It is difficult to compose a statement describing plans for the future during this COVID-19 pandemic. A gradual return to “normal” is likely to lead to quite a new type of normal. We may have tighter budgets, greatly restricted travel, and virtual meetings for some time. We are however a technologically savvy group, and I’m certain the AMS can weather these changes and thrive. If elected to the council, I’ll be excited to work within AMS leadership to help guide the society onto a new and vibrant path.
One growing urgent issue for AMS-related research is the increasing amounts of commercially- sourced environmental data, which poses a set of both opportunities and challenges. The depth and duration of the economic downturn is difficult to forecast, and many companies are struggling with necessary work slowdowns. Government funding for data acquisition and research seems unlikely to increase. Key issues for AMS-related research involve creating and maintaining stable and quality-controlled data archives. The AMS with its diverse membership across academic, government, and private sectors could provide valuable guidance for public- private data creation and archiving agreements that will also support the needs of ongoing and future scientific work.

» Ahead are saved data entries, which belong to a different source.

PR #1989, opened 2023-06-07
Don't claim that libostree is required by default.

### LINKED ISSUE #1988: Docs unclear about whether ostree is default
The readme currently says
> This library, by default, also depends on the GpgME and libostree C libraries. Either install them:
> ...
> or use the build tags described below to avoid the dependencies (e.g. using go build -tags …)

But the listed ostree tag is `containers_image_ostree` which does the opposite.  I think originally `_stub` was the tag, and this was changed in https://github.com/containers/image/pull/587 but the above text wasn't updated.

mtrmac:
Fixes #1988 . (Well, avoids it.)

### DIFF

Through the pandemic, most of the work of AMS members remains essential and/or has continued unabated outside the office. “Weather, water, and climate” will certainly remain central to serving society’s needs in the foreseeable future. To help ensure a vibrant future for the AMS, it is vital that our early career members feel welcomed and encouraged to assist in planning for the next phase of AMS. I will seek to support the council in actively confronting the concerns of our early-career members, engaging these members as fully as possible, and actively embracing their ideas for solutions and new pathways that will sustain their future work.
Joan Alexander is Senior Research Scientist, Vice President, and Director at the NorthWest Research Associates (NWRA) Boulder Office where she has worked since 1998. She holds a simultaneous Adjoint Professor appointment at the University of Colorado, Atmosphere and Ocean Sciences where she advises students in their research. Directly after completing her PhD she held a Postdoctoral Faculty position at the University of Washington (UW) Atmospheric Sciences and became Research Assistant Professor at UW from 1994-1998, a time when she also taught courses in Dynamic Meteorology. After joining NWRA in 1998, she retained an affiliate faculty appointment at UW until 2011.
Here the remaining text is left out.